The conflict markers are a first-class citizen in the repo. jj tells you when a commit has a conflict, and you can go edit it at your leisure. It also does prevent you from doing some things with branches in a conflicted state, like pushing them.

You might not think this is that big a deal, but this also means you don’t have to resolve the entire thing in one go. Plenty of times with complicated rebases in git, I’ve not been 100% certain about the path towards resolving it. But jumping around to view various commits when you’re in the rebase-conflict state is painful. In jj you can just switch to an earlier commit, tweak it there, jump to a later commit, see how it looks, etc. It removes 98% of the pain.

It also dovetails nicely with other aspects of jj. Since rebases happen automatically and constantly, they are usually tiny. If there’s a conflict, it’s caught right when you do the thing and not four hours later when that part is no longer fresh in mind. And the op log lets you restore and undo actions atomically, which makes undoing a fuck-up a no-op.

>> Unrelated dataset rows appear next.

PR #961, opened 2021-05-05
fix(deployment): duplicated shadow deployment if restart required

tilo-chen:
**Issue #, if available:**

**Description of changes:**
Added one more check when processing shadow update.

Currently, if a shadow deployment requires restart (aka kernel update workflow), ShadowDeploymentListener will create the same deployment again after restart.

Before the restart, the deployment will have been reported as IN_PROGRESS, which is a non-terminal state. Because it could be due to power off or other unexpected failure, we decided to allow it to create the deployment if the reported status was non-terminal (IN_PROGRESS). But if we're restarting normally, we're still adding the deployment which is duplicated.

If we persist the lastConfigurationArn through restart, then this will be caught by existing logic and won't create duplicated deployment. However, it will also bypass the existing logic to catch unexpected restart. Therefore, we're adding new logic to handle the above scenario.

**Checklist:**

### DIFF
--- a/src/main/java/com/aws/greengrass/deployment/ShadowDeploymentListener.java
+++ b/src/main/java/com/aws/greengrass/deployment/ShadowDeploymentListener.java
@@ -323,7 +323,7 @@ public class ShadowDeploymentListener implements InjectionActions {
                     if (deploymentServiceLocateResult instanceof DeploymentService) {
                         DeploymentTaskMetadata currentDeployment =
                                 ((DeploymentService) deploymentServiceLocateResult).getCurrentDeploymentTaskMetadata();
-                        if (currentDeployment != null && currentDeployment.getDeploymentId().equals(configurationArn)) {
+                        if (currentDeployment != null && configurationArn.equals(currentDeployment.getDeploymentId())) {
                             logger.atInfo().kv(CONFIGURATION_ARN_LOG_KEY_NAME, configurationArn)
                                     .log("Ongoing deployment. Ignoring shadow update at startup");
                             return;
--- a/src/main/java/com/aws/greengrass/deployment/ShadowDeploymentListener.java
+++ b/src/main/java/com/aws/greengrass/deployment/ShadowDeploymentListener.java
@@ -8,6 +8,10 @@ package com.aws.greengrass.deployment;
 import com.amazon.aws.iot.greengrass.configuration.common.Configuration;
 import com.aws.greengrass.dependency.InjectionActions;
 import com.aws.greengrass.deployment.model.Deployment;
+import com.aws.greengrass.deployment.model.DeploymentTaskMetadata;
+import com.aws.greengrass.lifecyclemanager.GreengrassService;
+import com.aws.greengrass.lifecyclemanager.Kernel;
+import com.aws.greengrass.lifecyclemanager.exceptions.ServiceLoadException;
 import com.aws.greengrass.logging.api.Logger;
 import com.aws.greengrass.logging.impl.LogManager;
 import com.aws.greengrass.mqttclient.MqttClient;
@@ -67,6 +71,8 @@ public class ShadowDeploymentListener implements InjectionActions {
     public static final String GGC_VERSION_KEY = "ggcVersion";
     public static final String DESIRED_STATUS_CANCELED = "CANCELED";
     public static final String DEPLOYMENT_SHADOW_NAME = "AWSManagedGreengrassV2Deployment";
+    @Inject
+    private Kernel kernel;
     @Inject
     private DeploymentQueue deploymentQueue;
     @Inject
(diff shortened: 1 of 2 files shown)


src/main/java/com/aws/greengrass/deployment/ShadowDeploymentListener.java
```diff
@@ -308,6 +314,24 @@ protected void shadowUpdated(Map<String, Object> desired, Map<String, Object> re
...
+                                ((DeploymentService) deploymentServiceLocateResult).getCurrentDeploymentTaskMetadata();
+                        if (currentDeployment != null && currentDeployment.getDeploymentId().equals(configurationArn)) {
+                            logger.atInfo().kv(CONFIGURATION_ARN_LOG_KEY_NAME, configurationArn)
+                                    .log("Ongoing deployment. Ignoring shadow update at startup");
+                            return;
+                        }
+                    }
+                } catch (ServiceLoadException e) {
+                    logger.atError().setCause(e).log("Failed to find deployment service");
+                }
```
fahadmohammed01, line 334: we have a dedup logic on line 336, may be update that to store lastConfigurationArn across kernel restarts by storing it as a topic?

src/main/java/com/aws/greengrass/deployment/ShadowDeploymentListener.java
```diff
@@ -291,9 +299,10 @@ protected void shadowUpdated(Map<String, Object> desired, Map<String, Object> re
         }
         boolean cancelDeployment = DESIRED_STATUS_CANCELED.equals(desiredStatus);
         synchronized (ShadowDeploymentListener.class) {
+            String lastConfigurationArn = (String) lastConfigurationArnTopic.getOnce();
```
MikeDombo, line 302: use `Coerce.toString(lastConfigurationArnTopic)`

src/main/java/com/aws/greengrass/deployment/ShadowDeploymentListener.java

I've come to the opinion that conflicts should be committed and merge fixes should be in another commit afterwards. Arguably even if the merge fix is trivial.
That’s almost definitionally what a merge is.

A merge conflict means that some automated tool couldn’t figure it out. But all a merge is is a commit with two parents and an accompanying diff that shows the process of combining them. A merge conflict isn’t really in any way special. It just means whatever algorithm was used couldn’t do it unambiguously without human help.